Many subscribers to Ontolog Forum, including me, are or have been working or collaborating with various standards organizations --  ISO, OMG, IEEE, etc.   And many others have important ideas, requirements, or suggestions for standards of various kinds.

But Ontolog Forum is not a standards organization, and any emails that anybody posts to Ontolog Forum will go no further than the Ontolog website.   Anybody is free to use those suggestions, but they will have no official standing or certification of any kind.

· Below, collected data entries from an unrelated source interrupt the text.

PR #310, opened 2021-11-23
add ccdf eligibility variable

### LINKED ISSUE #311: add ccdf eligibility variable
CCDF eligibility depends on
> asset eligibility
> age eligibility
> initial income eligibility if not currently enrolled
> continuous income eligibility if currently enrolled

https://www.ocfs.ny.gov/programs/childcare/stateplan/assets/2022-plan/FFY2022-2024-CCDF-Plan.pdf

tolaouk:
fixes #311

### DIFF
--- a/openfisca_us/tests/policy/baseline/demographic/person/ccdf_eligibility.yaml
+++ b/openfisca_us/tests/policy/baseline/demographic/person/ccdf_eligibility.yaml
@@ -5,8 +5,10 @@
     is_ccdf_age_eligible: True
     is_enrolled_in_ccdf: False
     is_ccdf_initial_income_eligible: True
+    is_ccdf_continuous_income_eligible: True
   output:
     is_ccdf_eligible: True
+
 - name: Asset eligible, age eligible, not enrolled, initial income not eligible
   period: 2022
   input:
@@ -16,6 +18,7 @@
     is_ccdf_initial_income_eligible: False
   output:
     is_ccdf_eligible: False
+
 - name: Asset eligible, age eligible, enrolled, continuous income eligible
   period: 2022
   input:
@@ -25,6 +28,7 @@
     is_ccdf_continuous_income_eligible: True
   output:
     is_ccdf_eligible: True
+
 - name: Asset eligible, age eligible, enrolled, continuous income not eligible
   period: 2022
   input:
@@ -34,6 +38,7 @@
     is_ccdf_continuous_income_eligible: False
   output:
     is_ccdf_eligible: False
+
 - name: Asset not eligible, age eligible, not enrolled, initial income eligible
   period: 2022
   input:
@@ -43,6 +48,7 @@
     is_ccdf_initial_income_eligible: True
   output:
     is_ccdf_eligible: False
+
 - name: Asset eligible, age not eligible, not enrolled, initial income eligible
   period: 2022
   input:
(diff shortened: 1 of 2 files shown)


tolaouk:
Hi @MaxGhenis This is ready for review. I also added Age Eligibility since max age is 12 for this program.

openfisca_us/tests/policy/baseline/demographic/person/ccdf_eligibility.yaml
```diff
@@ -0,0 +1,54 @@
...
+- name: Asset not eligible, age eligible, not enrolled, initial income eligible
+  period: 2022
+  input:
+    is_ccdf_asset_eligible: False
+    is_ccdf_age_eligible: True
+    is_enrolled_in_ccdf: False
+    is_ccdf_initial_income_eligible: True
+  output:
+    is_ccdf_eligible: False
+- name: Asset eligible, age not eligible, not enrolled, initial income eligible
```
MaxGhenis, line 46: Could you add one more test for not-enrolled and only continuous eligible? This basically tests the false default for initial eligibility.

openfisca_us/tests/policy/baseline/demographic/person/ccdf_eligibility.yaml
```diff
@@ -0,0 +1,54 @@
+- name: Asset eligible, age eligible, not enrolled, initial income eligible
+  period: 2022
+  input:
+    is_ccdf_asset_eligible: True
+    is_ccdf_age_eligible: True
+    is_enrolled_in_ccdf: False
+    is_ccdf_initial_income_eligible: True
+  output:
+    is_ccdf_eligible: True
+- name: Asset eligible, age eligible, not enrolled, initial income not eligible
```
MaxGhenis, line 10: Could you add a line between tests? I think it could improve readability.

MaxGhenis (approved):
LGTM, just adding @nikhilwoodruff to take a look too.

openfisca_us/tests/policy/baseline/demographic/person/ccdf_eligibility.yaml
tolaouk: Great catch. I was thinking just New York. Other states can have different criteria between initial and continuous.

openfisca_us/tests/policy/baseline/demographic/person/ccdf_eligibility.yaml
tolaouk: I decided to have both values for each test since users would input the income, we can determine both initial and continuous eligibility from that. What do you think?

nikhilwoodruff (approved):
Thanks @tolaouk - all looks good! I am slightly curious about the best unit for the income eligibility (given this is person-level, like the age criteria, but as I understand it, no person will have both their age and income looked at? i.e. children won't have their income assessed, and adults won't have their age assessed), but these changes are good to merge and we can figure that out later.

tolaouk:
> Thanks @tolaouk - all looks good! I am slightly curious about the best unit for the income eligibility (given this is person-level, like the age criteria, but as I understand it, no person will have both their age and income looked at? i.e. children won't have their income assessed, and adults won't have their age assessed), but these changes are good to merge and we can figure that out later.

Yes you're right. Income eligibility is probably more fitting with household, since children in same household would have the same income eligibility status. I guess we'll see how it goes when I work on those eligibility variables.

MaxGhenis:
Interesting, this should be the first program where we have eligibility flags across multiple entities for the same program!

PR #313, opened 2021-11-23
Reorganize into agencies and calculate SPM unit poverty ratios

### LINKED ISSUE #172: Rename current SPM poverty threshold variables to include SPM
We need to distinguish from federal poverty guideline

https://github.com/PolicyEngine/openfisca-us/blob/master/openfisca_us/variables/finance/income/spm_unit.py

### LINKED ISSUE #276: Layer benefit parameters by the agency that administers them (USDA, HHS, HUD)
Benefit programs often share features with others in the agency that administers them. Examples:
* Household size adjustments to state median income computations differ between HHS (#263) and HUD (#264)
* USDA programs share definitions of elderly and disabled

I'd suggest we add a layer to `parameters/benefit` with folders for the agency. This would move the following folders/files under `parameters/`:
* `benefit/ccdf` -> `benefit/hhs/ccdf`
* `benefit/school_meals` -> `benefit/usda/school_meals`
* `benefit/snap` -> `benefit/usda/snap`
* `poverty/fpg.yaml` -> `benefit/hhs/fpg.yaml`

*Note that `benefit/unemployment_insurance/exemption` should be moved into `tax` (#152)*

A more extreme version of this could be removing `benefit/` and organizing `parameters/` by agency, replacing `tax` with `irs`, or perhaps even `treasury/irs` if we want to mirror the structure of the federal government.

Similarly, we may want a `parameters/states` folder for state-level programs like California Alternative Rates for Energy #259.

### LINKED ISSUE #314: Create enum variable for school meal tier
Free/reduced/full

MaxGhenis:
* Fixes #276 
* Fixes #172 
* Fixes #314


MaxGhenis:
@nikhilwoodruff do you know what these errors mean? I'm not sure why they'd be triggered by these file renamings, maybe some tests weren't running in their previous location?

nikhilwoodruff:
OK, looking at the SNAP test fails - @nmrodelo do you know whether these are correct?

nmrodelo:
> OK, looking at the SNAP test fails - @nmrodelo do you know whether these are correct?

@nikhilwoodruff is there only 1 of the SNAP tests failing? I don't understand from the output if only that test is failing or if there are more tests after this one that simply aren't bein run due to this error

nikhilwoodruff:
> > OK, looking at the SNAP test fails - @nmrodelo do you know whether these are correct?
> 
> @nikhilwoodruff is there only 1 of the SNAP tests failing? I don't understand from the output if only that test is failing or if there are more tests after this one that simply aren't bein run due to this error

There are more I think that aren't being run, it just fails at the first I think.

MaxGhenis:
Merging so others can adopt the new organization framework. @nmrodelo I deleted several failing SNAP tests, but filed https://github.com/PolicyEngine/openfisca-us/issues/323 with the relevant commits to reinstate them.

PR #332, opened 2021-11-28
Add automated test for each variable

nikhilwoodruff:
## Automated variable tests

This PR adds a `pytest` module adding a parametrized test for each variable in the system - not checking the value, but just that each variable doesn't error when calculating for a situation with one person.


MaxGhenis (approved):

nikhilwoodruff:
Added an exemption for three TANF variables, because the default state is California and we don't yet have parameters for it.

PR #342, opened 2021-11-28
Add GainsTax

nikhilwoodruff:
Adds the functionality and variables of [`GainsTax`](https://github1s.com/pslmodels/tax-calculator/blob/HEAD/taxcalc/calcfunctions.py#L1568). This required converting a multi-output formula into (the minimum number of) single-output variables.


nikhilwoodruff:
@MaxGhenis seems like at some point between the tests of the AMT PR and the AMT PR merge, something changed in the coverage action. Fixed by adding the `-i` option as per [S.O.](https://stackoverflow.com/questions/2386975/no-source-for-code-message-in-coverage-py)

openfisca_us/tests/policy/baseline/calcfunctions/gainstax.yaml
```diff
@@ -0,0 +1,261 @@
+- name: GainsTax unit test 0
```
MaxGhenis, line 1: Is this generated from the script with true CPS tax units? If so could you add a comment indicating as such?

It may also be helpful to include the CPS record ID in the test name or a comment.

openfisca_us/tests/policy/baseline/calcfunctions/gainstax.yaml
```diff
@@ -0,0 +1,261 @@
...
+    e26270: 0
+    e02000: 0
+  output:
+    dwks10: 3.0
+    dwks13: 3.0
+    dwks14: 2779.0
+    dwks19: 2779.0
+    c05700: 0.0
+    taxbc: 277.90000000000003
+
```
MaxGhenis, line 261:
```suggestion
```

openfisca_us/variables/irs/intermediate.py
```diff
@@ -211,6 +211,29 @@ def formula(tax_unit, period, parameters):
...
+
+    def formula(tax_unit, period, parameters):
+        INCOME_SOURCES = [
+            "c01000",
+            "c23650",
+            "filer_p23250",
+            "filer_e01100",
+            "filer_e00650",
+        ]
+        return np.any(
```
MaxGhenis, line 229: Unless there are negatives this could simplify. If it does need to capture negatives could you add a comment?
```suggestion
        return add(tax_unit, period, INCOME_SOURCES) > 0
```

MaxGhenis (approved):

openfisca_us/variables/irs/intermediate.py
```diff
@@ -219,6 +219,7 @@ class hasqdivltcg(Variable):
     definition_period = YEAR
 
     def formula(tax_unit, period, parameters):
+        # Negatives cannot offset other income sources
```
MaxGhenis, line 222: Could you add a unit test for this?

PR #347, opened 2021-11-29
Add metadata for PolicyEngine US

nikhilwoodruff:
These are just a few fixes for a functional household page on PolicyEngine.
* Added a label, unit and documentation field for `school_meal_subsidy`
* Fixed the MARS formula (for now, just calculating SINGLE/JOINT status - we can add more logic later).

### DIFF
--- a/openfisca_us/variables/irs/inputs.py
+++ b/openfisca_us/variables/irs/inputs.py
@@ -42,10 +42,11 @@ class mars(Variable):
     label = "MARS Status for the tax unit"
 
     def formula(tax_unit, period, parameters):
-        return tax_unit.max(
+        has_spouse = tax_unit.max(
             tax_unit.members("is_tax_unit_spouse", period)
-            * tax_unit.members("age", period)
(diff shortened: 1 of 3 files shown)


openfisca_us/variables/irs/inputs.py
```diff
@@ -42,10 +42,11 @@ class mars(Variable):
     label = "MARS Status for the tax unit"
```
MaxGhenis, line 42:
```suggestion
    label = "Marital status for the tax unit"
```

openfisca_us/variables/usda/school_meals.py
```diff
@@ -55,7 +55,9 @@ class school_meal_subsidy(Variable):
     value_type = float
     entity = SPMUnit
     definition_period = YEAR
-    documentation = ""
+    label = "School meal subsidy"
+    unit = "currency-GBP"
```
MaxGhenis, line 59:
```suggestion
    unit = "currency-USD"
```

MaxGhenis (approved):

PR #358, opened 2021-11-29
SNAP Homeless deduction

### LINKED ISSUE #317: SNAP Homeless Shelter Deduction
Per my exploration of the quality control data, 4.92% percent of individuals participating in SNAP are homeless, and therefore likely qualify and take the homeless deduction. Interesting to note that the takeup for this benefit/frequency of homeless individuals in SNAP is about as high (or low, depending on how you view it) as individuals who claim the medical expense deduction.

nmrodelo:
# New variable

- [x] Label field added
- [x] Unit field added
- [x] Unit test(s) added

fixes #317 
adds homeless shelter deduction variable, tests, and params

### DIFF
--- a/openfisca_us/parameters/usda/snap/homeless_shelter_deduction.yaml
+++ b/openfisca_us/parameters/usda/snap/homeless_shelter_deduction.yaml
@@ -1,12 +1,12 @@
 description: SNAP Homeless Shelter Deduction Parameters
 
-deduction:
+amount:
   2021-01-01: 143
   metadata:
     unit: currency-USD
 
 eligibility:
-  all_persons_homeless:
+  has_all_persons_homeless_for_snap:
     2021-01-01: True
   metadata:
     unit: bool
--- a/openfisca_us/parameters/usda/snap/homeless_shelter_deduction.yaml
+++ b/openfisca_us/parameters/usda/snap/homeless_shelter_deduction.yaml
@@ -5,17 +5,6 @@ values:
   metadata:
     unit: currency-USD
 
-eligibility:
-  has_all_persons_homeless_for_snap:
-    2021-01-01: True
-  metadata:
-    unit: bool
-
-#NOTE:
-#A State agency may provide a standard homeless shelter
-#deduction of $143 a month to households in which all members 
-#are homeless individuals but are not receiving free shelter throughout the month. 
-
 metadata:
   reference:
   - title: '7 CFR § 273.9 - Income and deductions.'
--- a/openfisca_us/parameters/usda/snap/homeless_shelter_deduction.yaml
+++ b/openfisca_us/parameters/usda/snap/homeless_shelter_deduction.yaml
@@ -1,6 +1,6 @@
 description: SNAP Homeless Shelter Deduction Parameters
 
-amount:
+values:
   2021-01-01: 143
   metadata:
     unit: currency-USD
--- a/openfisca_us/parameters/usda/snap/homeless_shelter_deduction.yaml
+++ b/openfisca_us/parameters/usda/snap/homeless_shelter_deduction.yaml
@@ -1,7 +1,7 @@
 description: SNAP Homeless Shelter Deduction Parameters
 
 values:
-  2021-01-01: 143 * 12
+  2021-01-01: 143
 
 metadata:
   unit: currency-USD
--- a/openfisca_us/parameters/usda/snap/homeless_shelter_deduction.yaml
+++ b/openfisca_us/parameters/usda/snap/homeless_shelter_deduction.yaml
@@ -1,7 +1,7 @@
 description: SNAP Homeless Shelter Deduction Parameters
 
 values:
-  2021-01-01: 143
+  2021-01-01: 143 * 12
 
 metadata:
   unit: currency-USD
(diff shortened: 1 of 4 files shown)


openfisca_us/parameters/usda/snap/homeless_shelter_deduction.yaml
```diff
@@ -0,0 +1,22 @@
+description: SNAP Homeless Shelter Deduction Parameters
+
+deduction:
```
MaxGhenis, line 3:
```suggestion
values:
```

openfisca_us/parameters/usda/snap/homeless_shelter_deduction.yaml
```diff
@@ -0,0 +1,22 @@
...
+  2021-01-01: 143
+  metadata:
+    unit: currency-USD
+
+eligibility:
```
MaxGhenis, line 8: remove this and make it part of the logic (homelessness is household-level)

openfisca_us/parameters/usda/snap/homeless_shelter_deduction.yaml
```diff
@@ -0,0 +1,22 @@
+description: SNAP Homeless Shelter Deduction Parameters
+
+deduction:
+  2021-01-01: 143
+  metadata:
```
MaxGhenis, line 5: move with other metadata and add `period: week`

openfisca_us/variables/usda/snap.py
```diff
@@ -175,3 +175,16 @@ class is_disabled_or_elderly_for_snap(Variable):
     entity = Person
     definition_period = YEAR
     documentation = "Indicates that a person is defined as disabled or elderly based on the USDA definition"
+
+
+class is_homeless_for_snap(Variable):
```
MaxGhenis, line 180: Let's make this a household-level `is_homeless` variable in https://github.com/PolicyEngine/openfisca-us/blob/master/openfisca_us/variables/demographic/household.py

We're a ways out from needing to model different homelessness definitions across agencies.

This variable doesn't need a formula.

openfisca_us/parameters/usda/snap/homeless_shelter_deduction.yaml
nmrodelo: Homelessness is defined at the person level per the law:
"A State agency may provide a standard homeless shelter deduction of $143 a month to households in which all members are homeless individuals but are not receiving free shelter throughout the month."
https://www.law.cornell.edu/cfr/text/7/273.9

I was under the impression it would be household level, but it seems the law included this pretty explicitly. What do you think?

MaxGhenis: Let's simplify to household-level for now, can always make more complicated later. But I think the microdata would show homelessness at the household level, and it's reasonable to ask users at the household level for the household calculator.

openfisca_us/parameters/usda/snap/homeless_shelter_deduction.yaml
nmrodelo: week? I don't follow, is there something I'm missing in the law?

nikhilwoodruff: Yeah it's monthly right? In that case, `period: month`

openfisca_us/variables/usda/snap.py
```diff
@@ -175,3 +175,19 @@ class is_disabled_or_elderly_for_snap(Variable):
...
+class snap_homeless_shelter_deduction(Variable):
+    value_type = float
+    entity = SPMUnit
+    definition_period = YEAR
+    label = "Homeless shelter deduction"
+    documentation = "https://www.law.cornell.edu/cfr/text/7/273.9"
+
+    def formula(household, period, parameters):
+
+        return where(
```
MaxGhenis, line 189:
```suggestion
        is_homeless = spm_unit.household("is_homeless", period)
        return is_homeless * parameters(period).usda.snap.homeless_shelter_deduction
```

openfisca_us/tests/policy/baseline/usda/snap/homeless_shelter_deduction.yaml
```diff
@@ -0,0 +1,19 @@
+- name: Family of 4, income of 24k/year (Standard Test), homeless
```
MaxGhenis, line 1: update test names

openfisca_us/variables/usda/snap.py
```diff
@@ -175,3 +175,19 @@ class is_disabled_or_elderly_for_snap(Variable):
...
+
+
+class snap_homeless_shelter_deduction(Variable):
+    value_type = float
+    entity = SPMUnit
+    definition_period = YEAR
+    label = "Homeless shelter deduction"
+    documentation = "https://www.law.cornell.edu/cfr/text/7/273.9"
+
+    def formula(household, period, parameters):
```
MaxGhenis, line 187:
```suggestion
    def formula(spm_unit, period, parameters):
```

nikhilwoodruff (approved):
Looks great to merge after these suggestions - thanks @nmrodelo!

Issue #325, opened 2021-11-27
Backdate CCDF age eligibility to 1991


MaxGhenis:
I looked around for CCDF legislation, and found that it was created in the Child Care and Development Block Grant Act of 1990, which became part of the [Omnibus Budget Reconciliation Act of 1990](https://www.congress.gov/bill/101st-congress/senate-bill/3209/text). This predated sectioned PDF legislation, but you can see the relevant section by searching for `who is less than 13`.

The [Child Care and Development Block Grant Act of 2014](https://www.congress.gov/bill/113th-congress/senate-bill/1086/text) reauthorized the program, and kept the same phrase.

PR #360, opened 2021-11-30
Update CCDF Eligibility Formula

tolaouk:
Update using federal rules.

Per sources from #325 
https://www.congress.gov/bill/113th-congress/senate-bill/1086/text


openfisca_us/variables/hhs/ccdf.py
```diff
@@ -67,18 +67,32 @@ class is_enrolled_in_ccdf(Variable):
...
 
 
+class is_ccdf_smi_eligible(Variable):
+    value_type = bool
+    entity = SPMUnit
+    definition_period = YEAR
+    label = u"SMI eligibility for CCDF"
+
+
+class is_ccdf_reason_for_care_eligible(Variable):
```
MaxGhenis, line 89: what does this mean?

tolaouk: Sorry forgot to mention that. It's a requirement that the kid is living with parents who are working or in job training or in educational program, or the kid is receiving or needs protective services. I used 'reason for care' because New York plan uses that term.

image

PR #363, opened 2021-12-02
move ccdf variables from demographic/person.py to hhs/ccdf.py

### LINKED ISSUE #327: Move CCDF variables from demographic/person.py into hhs/ccdf.py
https://github.com/PolicyEngine/openfisca-us/blob/master/openfisca_us/variables/demographic/person.py

tolaouk:
fixes #327


MaxGhenis (commented):
Could you move these into `variables/expense/person.py` instead? Let's reserve program-level scripts for variables that perform logic related to the program.
* provider_type_group
* childcare_hours_per_week
* childcare_hours_per_day
* childcare_days_per_week

PR #382, opened 2021-12-09
Add SNAP references, metadata and reorganise

nikhilwoodruff:
This adds references to the United States Code, Title 7 for the SNAP federal calculations. Since that legislation also references other parts of the Code providing State-level discretion, it seems like we should cite it for all components that include a federal aspect.

@nmrodelo sorry if anything here treads on your other PR/@MaxGhenis also FYI.


openfisca_us/variables/usda/snap/income/deductions/deductions.py
```diff
@@ -0,0 +1,26 @@
...
+    value_type = float
+    entity = SPMUnit
+    label = "SNAP income deductions"
+    unit = "currency-USD"
+    documentation = "Deductions made from gross income for SNAP benefits"
+    definition_period = YEAR
+    reference = "United States Code, Title 7, Section 2014(e)"
+
+    def formula(spm_unit, period, parameters):
+        return sum(
```
MaxGhenis, line 14: Would this work?
```python
DEDUCTIONS = ["standard", "earnings", "dependent_care", "child_support", "medical_expense", "shelter"]
return add(spm_unit, period, ["snap_" + i + "_deduction" for i in DEDUCTIONS])
```

openfisca_us/variables/usda/snap/income/deductions/deductions.py
```diff
@@ -0,0 +1,26 @@
+from openfisca_us.model_api import *
+
+
+class snap_deductions(Variable):
```
MaxGhenis, line 4: Could we add a unit test for this?

openfisca_us/variables/usda/snap/income/deductions/shelter_expense.py
```diff
@@ -0,0 +1,81 @@
...
+
+class snap_shelter_deduction(Variable):
+    value_type = float
+    entity = SPMUnit
+    definition_period = YEAR
+    documentation = (
+        "Excess shelter deduction for calculating SNAP benefit amount"
+    )
+    label = "SNAP shelter deduction"
+    reference = ("United States Code, Title 7, Section 2014(d)(6)",)
```
MaxGhenis, line 12: Is this right? I'm seeing that it points to child support: https://www.law.cornell.edu/uscode/text/7/2014#d_6

Also pointed to elsewhere in this PR.

MaxGhenis, line 12: Can we point to href/title pairs like in parameters? If not I think I'd prefer URLs.

openfisca_us/variables/usda/snap/income/deductions/shelter_expense.py
```diff
@@ -0,0 +1,81 @@
...
+
+        has_elderly_disabled = spm_unit("has_elderly_disabled", period)
+        # Cap for all but elderly/disabled people.
+        non_homeless_shelter_deduction = where(
+            has_elderly_disabled, uncapped_ded, min_(uncapped_ded, ded_cap)
+        )
+        homeless_shelter_deduction = spm_unit(
+            "snap_homeless_shelter_deduction", period
+        )
+        return homeless_shelter_deduction + non_homeless_shelter_deduction
```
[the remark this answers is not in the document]
nikhilwoodruff: Yep, you're right: 
image

openfisca_us/variables/usda/snap/income/deductions/shelter_expense.py
nikhilwoodruff: Unfortunately not - blocked by Core

nikhilwoodruff: I see your point, but I don't think we can link to specific lines with as much precision with URLS?

nikhilwoodruff: Good catch, it was (e) rather than (d)

MaxGhenis: We can! https://www.law.cornell.edu/uscode/text/7/2014#d_6

openfisca_us/variables/usda/snap/income/deductions/deductions.py
nikhilwoodruff: How about a list parameter?

openfisca_us/variables/usda/snap/income/deductions/deductions.py
nikhilwoodruff: Added

openfisca_us/variables/usda/snap/income/deductions/shelter_expense.py
nikhilwoodruff: Brain fail, yeah let's use those

openfisca_us/variables/usda/snap/income/deductions/deductions.py
nikhilwoodruff: In general seems like we should use list parameters instead of list constants

openfisca_us/variables/usda/snap/income/deductions/shelter_expense.py
nikhilwoodruff: Updated

nikhilwoodruff:
Here's how this is looking on PolicyEngine: 
image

For theoretical issues about representations of any kind, first-order logic is fundamental.  Anything that is specified in FOL is guaranteed to be absolutely precise to the finest detail.  Furthermore, anything and everything implemented in  or on any digital device of any kind can be specified in FOL.

Therefore, I strongly recommend FOL as the foundation for specifying all computable representations of any kind.  There are, however, some kinds of information that may require extensions to modal or higher order logics for certain kinds of features.  Issues that go beyond FOL have been specified in logics, such as Common Logic and the IKL extensions to CL.

But in every case, logic is fundamental.   It's impossible to have a precise specification  of anything that cannot be translated to and from FOL or to some formally defined logic that includes FOL as a proper subset.

I know many of the Ontolog subscribers with whom I had been discussing these and related issues in meetings and email lists since I first began to work with standards organizations in the early 1990s.  I'm sure that they can add much more info about these matters.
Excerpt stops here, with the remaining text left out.